● Dataset content:
PR #3384, opened 2024-02-19
Change background colour to transparent

### LINKED ISSUE #2967: Grey bars when playing HDR content on Sony Bravia
### Describe the bug

1. Play HDR content
2. Profit

Was previously fixed in #369, but apparently this bug is back.

### Logs

_No response_

### Application version

0.16.0-beta2

Google Play

### Device information

Sony Bravia X900F

### Android version

Android 9

### Jellyfin server version

10.8.10

viggy96:
**Changes**
Changed background colour to transparent in layouts. Video background is now completely black during HDR video playback on Sony Bravia TVs. Tested on my Sony Bravia X900F.

**Issues**
Fixes #2967

### DIFF
--- a/app/src/main/java/org/jellyfin/androidtv/data/service/BackgroundService.kt
+++ b/app/src/main/java/org/jellyfin/androidtv/data/service/BackgroundService.kt
@@ -1,6 +1,8 @@
 package org.jellyfin.androidtv.data.service
 
 import android.content.Context
+import android.graphics.Color
+import android.graphics.drawable.ColorDrawable
 import androidx.compose.ui.graphics.ImageBitmap
 import androidx.compose.ui.graphics.asImageBitmap
 import androidx.core.graphics.drawable.toBitmap
@@ -125,6 +127,13 @@ class BackgroundService(
 		if (_backgrounds.isEmpty()) return
 
 		_backgrounds = emptyList()
+		update()
+	}
+
+	fun removeBackgrounds() {
+		loadBackgroundsJob?.cancel()
+
+		_backgrounds = listOf(ColorDrawable(Color.TRANSPARENT).toBitmap(1, 1).asImageBitmap())
 		update()
 	}
 
--- a/app/src/main/java/org/jellyfin/androidtv/ui/background/AppBackground.kt
+++ b/app/src/main/java/org/jellyfin/androidtv/ui/background/AppBackground.kt
@@ -18,7 +18,6 @@ import androidx.compose.runtime.remember
 import androidx.compose.ui.Alignment
 import androidx.compose.ui.Modifier
 import androidx.compose.ui.graphics.BlendMode
-import androidx.compose.ui.graphics.Color
 import androidx.compose.ui.graphics.ColorFilter
 import androidx.compose.ui.graphics.asImageBitmap
 import androidx.compose.ui.layout.ContentScale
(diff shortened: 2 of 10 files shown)


nielsvanvelzen (changes requested):
This change does not only affect the background of the video player but also of all other screens which is not desired behavior.

viggy96:
I didn't see any unintented adverse effects when running the app however.

nielsvanvelzen:
Immediately after starting the app with the changes in this PR I can see a different background color on the home screen. It doesn't show when you have backdrops enabled and the item in focus has one. A good method to test is to change your theme to emerald and disable backdrops from showing, that will make it obvious.

viggy96:
Hmm, I don't see anything in that case either. I set the theme to emerald, disabled backdrops and the app restarts, and the home screen background is just black.

viggy96:
I haven't found where to change just the background for just the video player. From what I've seen, ExoPlayer is only responsible for the area taken up by the video, and bars above and below are done by the app.

https://github.com/google/ExoPlayer/issues/8803

nielsvanvelzen:
> Hmm, I don't see anything in that case either. I set the theme to emerald, disabled backdrops and the app restarts, and the home screen background is just black. I guess its not "not_quite_black" anymore, but I don't see that as an issue per say.

The background of the emerald theme is not black though.

> Are you okay with the workaround only applying to Sony devices? That way your concern does not show up on other devices, and the theme thing can be marked as a known limitation.

No. We do not add device specific changes as they are hard to test. The only thing we allow is testing for the API level or platform features.

viggy96:
Why can't the background be black though?

viggy96:
I understand that the emerald theme currently does not have a black background, my question is why it can't be black?

nielsvanvelzen:
> I understand that the emerald theme currently does not have a black background, my question is why it can't be black?

Because that is how the theme is supposed to look.

> Isn't the background service cleared of all backgrounds before playback begins?

Yeah, we ask it to "forget" all the backdrops so it will change to the default background, which is actually a copy of the window background made when the BackgroundService initialized.

viggy96:
Hmm, as an experiment I added a function to set the background to black in the background service, and I set the default theme window background to transparent.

● To do: Nothing should be omitted or altered. Retype the records exactly.

● Result of this exercise:
PR #3384, opened 2024-02-19
Change background colour to transparent

### LINKED ISSUE #2967: Grey bars when playing HDR content on Sony Bravia
### Describe the bug

1. Play HDR content
2. Profit

Was previously fixed in #369, but apparently this bug is back.

### Logs

_No response_

### Application version

0.16.0-beta2

Google Play

### Device information

Sony Bravia X900F

### Android version

Android 9

### Jellyfin server version

10.8.10

viggy96:
**Changes**
Changed background colour to transparent in layouts. Video background is now completely black during HDR video playback on Sony Bravia TVs. Tested on my Sony Bravia X900F.

**Issues**
Fixes #2967

### DIFF
--- a/app/src/main/java/org/jellyfin/androidtv/data/service/BackgroundService.kt
+++ b/app/src/main/java/org/jellyfin/androidtv/data/service/BackgroundService.kt
@@ -1,6 +1,8 @@
 package org.jellyfin.androidtv.data.service
 
 import android.content.Context
+import android.graphics.Color
+import android.graphics.drawable.ColorDrawable
 import androidx.compose.ui.graphics.ImageBitmap
 import androidx.compose.ui.graphics.asImageBitmap
 import androidx.core.graphics.drawable.toBitmap
@@ -125,6 +127,13 @@ class BackgroundService(
 		if (_backgrounds.isEmpty()) return
 
 		_backgrounds = emptyList()
+		update()
+	}
+
+	fun removeBackgrounds() {
+		loadBackgroundsJob?.cancel()
+
+		_backgrounds = listOf(ColorDrawable(Color.TRANSPARENT).toBitmap(1, 1).asImageBitmap())
 		update()
 	}
 
--- a/app/src/main/java/org/jellyfin/androidtv/ui/background/AppBackground.kt
+++ b/app/src/main/java/org/jellyfin/androidtv/ui/background/AppBackground.kt
@@ -18,7 +18,6 @@ import androidx.compose.runtime.remember
 import androidx.compose.ui.Alignment
 import androidx.compose.ui.Modifier
 import androidx.compose.ui.graphics.BlendMode
-import androidx.compose.ui.graphics.Color
 import androidx.compose.ui.graphics.ColorFilter
 import androidx.compose.ui.graphics.asImageBitmap
 import androidx.compose.ui.layout.ContentScale
(diff shortened: 2 of 10 files shown)


nielsvanvelzen (changes requested):
This change does not only affect the background of the video player but also of all other screens which is not desired behavior.

viggy96:
I didn't see any unintented adverse effects when running the app however.

nielsvanvelzen:
Immediately after starting the app with the changes in this PR I can see a different background color on the home screen. It doesn't show when you have backdrops enabled and the item in focus has one. A good method to test is to change your theme to emerald and disable backdrops from showing, that will make it obvious.

viggy96:
Hmm, I don't see anything in that case either. I set the theme to emerald, disabled backdrops and the app restarts, and the home screen background is just black.

viggy96:
I haven't found where to change just the background for just the video player. From what I've seen, ExoPlayer is only responsible for the area taken up by the video, and bars above and below are done by the app.

https://github.com/google/ExoPlayer/issues/8803

nielsvanvelzen:
> Hmm, I don't see anything in that case either. I set the theme to emerald, disabled backdrops and the app restarts, and the home screen background is just black. I guess its not "not_quite_black" anymore, but I don't see that as an issue per say.

The background of the emerald theme is not black though.

> Are you okay with the workaround only applying to Sony devices? That way your concern does not show up on other devices, and the theme thing can be marked as a known limitation.

No. We do not add device specific changes as they are hard to test. The only thing we allow is testing for the API level or platform features.

viggy96:
Why can't the background be black though?

viggy96:
I understand that the emerald theme currently does not have a black background, my question is why it can't be black?

nielsvanvelzen:
> I understand that the emerald theme currently does not have a black background, my question is why it can't be black?

Because that is how the theme is supposed to look.

> Isn't the background service cleared of all backgrounds before playback begins?

Yeah, we ask it to "forget" all the backdrops so it will change to the default background, which is actually a copy of the window background made when the BackgroundService initialized.

viggy96:
Hmm, as an experiment I added a function to set the background to black in the background service, and I set the default theme window background to transparent.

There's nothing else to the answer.